Personal details
- Born: 16 August 1925 Talca, Chile
- Died: 5 December 2001 (aged 76) Las Condes, Chile
- Children: Three: Rebeca, Roberto and Oscar
- Occupation: Pianist

= Oscar Gacitúa Weston =

Chilean musician

Óscar Gacitúa Weston (16 August 1925−5 December 2001) was a Chilean pianist.

His relationship with Claudio Arrau was decisive in his career as he was involved in his formation and got him a scholarship to study music in New York from 1950 to 1953. In that way, Gacitúa was also a disciple of Alberto Spikin during his time in New York.

==Biography==
Born in Talca in 1925, Gacitúa began his musical training when he was five. At eight, he made his debut with the violinist Pedro Dandurain and then, when he was 12, he performed in Santiago with the Symphony Orchestra. It was at Arrau's arguing that the piano stopped being a hobby for him.
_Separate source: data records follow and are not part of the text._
PR #3752, opened 2024-04-10
Add `plf_hive` package

Cons-Cat:
Split this failing package out of https://github.com/xmake-io/xmake-repo/pull/3742

### DIFF
--- a/packages/p/plf_hive/xmake.lua
+++ b/packages/p/plf_hive/xmake.lua
@@ -5,23 +5,12 @@ package("plf_hive")
     set_license("zlib")
 
     add_urls("https://github.com/mattreecebentley/plf_hive.git")
-    add_versions("latest", "bebd22a4fa017c09bfa0100603e5c7ff4af6c01e")
+    add_versions("2024.04.21", "7689475b1fa2a95228cf0f44db9c209d7e430748")
 
     on_install(function (package)
         os.cp("plf_hive.h", package:installdir("include"))
     end)
 
     on_test(function (package)
-        assert(package:check_cxxsnippets({test = [[
-            #include <version>
-// plf_hive requires C++20 ranges compatibility.
-#ifdef __cpp_lib_containers_ranges
-            #include <plf_hive.h>
-            void test() {
-                plf::hive<int> i_hive;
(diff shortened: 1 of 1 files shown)


Cons-Cat:
It appears to pass the tests on recent compilers and fail the ones which do not fully support C++20.

packages/p/plf_hive/xmake.lua
```diff
@@ -0,0 +1,27 @@
+package("plf_hive")
+    set_kind("library", {headeronly = true})
+    set_homepage("https://plflib.org/colony.htm")
+    set_description("plf::hive is a fork of plf::colony to match the current C++ standards proposal.")
+    set_license("zlib")
+
+    add_urls("https://github.com/mattreecebentley/plf_hive.git")
+    add_versions("latest", "bebd22a4fa017c09bfa0100603e5c7ff4af6c01e")
```
star-hengxing, line 8: We use date for version, like this:

https://github.com/xmake-io/xmake-repo/blob/3a4a573cdfc1c6d86785c7d689ac02fc2863e4b9/packages/f/fast_io/xmake.lua#L11

packages/p/plf_hive/xmake.lua
```diff
@@ -0,0 +1,27 @@
...
+
+    on_install(function (package)
+        os.cp("plf_hive.h", package:installdir("include"))
+    end)
+
+    on_test(function (package)
+        assert(package:check_cxxsnippets({test = [[
+            #include <version>
+// plf_hive requires C++20 ranges compatibility.
+#ifdef __cpp_lib_containers_ranges
```
star-hengxing, line 18: This is not recommended, we need to know that the reason ci fails is because there is no c++20 ranges lib and not some other error.

packages/p/plf_hive/xmake.lua
```diff
@@ -0,0 +1,27 @@
...
+            #include <plf_hive.h>
+            void test() {
+                plf::hive<int> i_hive;
```
star-hengxing, line 21: We can use `has_cxxtypes` simplfy `on_test`

PR #3753, opened 2024-04-10
zeus_expected: add package

Chi-EEE:


packages/z/zeus_expected/xmake.lua
```diff
@@ -0,0 +1,30 @@
...
+
+    add_urls("https://github.com/zeus-cpp/expected/archive/refs/tags/$(version).tar.gz",
+             "https://github.com/zeus-cpp/expected.git")
+
+    add_versions("v1.0.0", "a0d81798b777f9bfcc1e1e4f3046632067bd8c6071dbfcbec5012a31a5aebc68")
+
+    add_patches("v1.0.0", path.join(os.scriptdir(), "patches", "v1.0.0", "fix_typename.patch"), "710d71f8c765a2937df25a2c52abec24f5f4ef5f43281f6aa01853d0498e2a47")
+
+    if is_plat("windows") then
+        add_cxxflags("/Zc:__cplusplus")
```
SirLynix, line 15: I'm not comfortable with the package adding the flag globally. You can add it in the on_test callback and in your project, but having the package add a flag to the whole project seems too much.

Chi-EEE: I moved it to the on_install callback since there are other packages which do the same & you would have to add the flag anyways since the package does not allow you to use it unless it has the flag

SirLynix: You don't have to add the flag to the whole project, people may be willing to only set it up in their one file including this header.
```lua
add_files("src/xx.cpp", {cxflags={"/Zc:__cplusplus"}})
```

unfortunately there is still code that will break with `/Zc:__cplusplus`

Chi-EEE: Ok, I moved the flag into the on_test callback

PR #3754, opened 2024-04-10
Update WebUI Test Code

AlbertShown:
Just adding `webui.js` which is necessary to ensure that test app is working fine.


SirLynix:
Note that the produced executable is not ran so this won't change anything, but I think we can merge this for a more practical example.

star-hengxing:
on_test only tests if the build was successful, and I don't think many people would refer to the code here

PR #3793, opened 2024-04-15
Add cmark package

charlesseizilles:


packages/c/cmark/xmake.lua
```diff
@@ -0,0 +1,23 @@
+package("cmark")
+    set_kind("library")
```
star-hengxing, line 2: package default kind is library, we need't add it

packages/c/cmark/xmake.lua
```diff
@@ -0,0 +1,23 @@
...
+        local configs = {
+            "-DCMAKE_BUILD_TYPE=" .. (package:debug() and "Debug" or "Release"),
+            "-DBUILD_SHARED_LIBS=" .. (package:config("shared") and "ON" or "OFF"),
+            "-DBUILD_TESTING=OFF",
+        }
+        import("package.tools.cmake").install(package, configs)
+    end)
+
+    on_test(function (package)
+        io.read()
```
star-hengxing, line 21: Please remove unused code

packages/c/cmark/xmake.lua
```diff
@@ -0,0 +1,21 @@
+package("cmark")
+    set_homepage("https://github.com/commonmark/cmark")
+    set_description("CommonMark parsing and rendering library and program in C")
+
+    add_urls("https://github.com/commonmark/cmark.git")
+    add_versions("0.31.0", "8fbf029685482827828b5858444157052f1b0a5f")
```
star-hengxing, line 6: Why not add [targz](https://github.com/commonmark/cmark/archive/refs/tags/0.31.0.tar.gz) archive?

charlesseizilles: no particular reason, I can add it if you want

star-hengxing: We can use `xmake l scripts/new.lua github:commonmark/cmark` to automatically generate package, which will save some time

charlesseizilles: oh I didn't know about that!

PR #3801, opened 2024-04-16
opencv: add avif to feature table

Chi-EEE:


waruqi:
I have fixed ci error, https://github.com/xmake-io/xmake-repo/pull/4311

PR #3815, opened 2024-04-18
Auto-update zmqpb to 0.6

waruqi:
New version of zmqpb detected (package version: nil, last github version: 0.6)


c8ef:
done in #3712

PR #3825, opened 2024-04-20
Auto-update iowow to v1.4.18

waruqi:
New version of iowow detected (package version: nil, last github version: v1.4.18)


c8ef:
This lib's bsd sort definition seems to have some problem:

- https://github.com/Softmotions/iowow/blob/v1.4.18/src/utils/sort_r.h#L258-L261
- https://man.freebsd.org/cgi/man.cgi?query=qsort_r&sektion=3&format=html

Use its own implementation of sort now.

PR #4416, opened 2024-06-20
slang package improvements

exdal:
Extension of my initial slang pull request, this one directly pulls precompiled binaries from release instead of rebuilding it. Massively helps the compile time


waruqi:
I don't recommend precompiled binaries for linux, there are binary compatibility issues and toolchain switching is not supported.

Also, xmake will automatically build the precompiled binary on windows and makes it available to the user, so it's not necessary here either.

PR #4418, opened 2024-06-20
cdt: add package

Chi-EEE:


star-hengxing:
Use [cmake](https://github.com/artem-ogre/CDT/blob/master/CDT%2FCMakeLists.txt) is better than port to xmake

PR #4504, opened 2024-06-28
Update srpc to v0.10.3

holmes1412:
Add new version v0.10.3 and add dependencies abseil for checks.


waruqi:
https://github.com/xmake-io/xmake-repo/pull/4531

PR #4512, opened 2024-06-29
Update re2 to 2024.06.01

heheda123123:


packages/r/re2/xmake.lua
```diff
@@ -21,6 +21,13 @@ package("re2")
         add_syslinks("pthread")
     end
 
+    on_load(function (package)
+        local version = package:version()
+        if version:eq("2024.06.01") and is_plat("mingw") then
```
waruqi, line 26: package:is_plat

In the 1950s, Gacitúa received very a positive review in the US, which has support when The New York Times stated "Chile, that has already produced with Claudio Arrau a pianist of first magnitude, it seems to have another with Gacitúa." Similarly, he received offers to start an international career as a soloist. However, he chose to return to the country because he "preferred to settle in Chile and be a mouse head" as he said in an interview in 1990.

===Death===
On 5 December 2001, Gacitúa committed suicide at the Alcántara metro station of the Santiago Metro; he was 76 years old. According his daughter Rebeca, he suffered depression and his other son Óscar couldn't stop Gacitúa Weston's desire to die, so his decision was premeditated. One of the reasons of his depression was his old age, because he believed entering Alzheimer's disease despite having entirely organized a successful piano seasons or teach private piano lessons at his home in Providencia.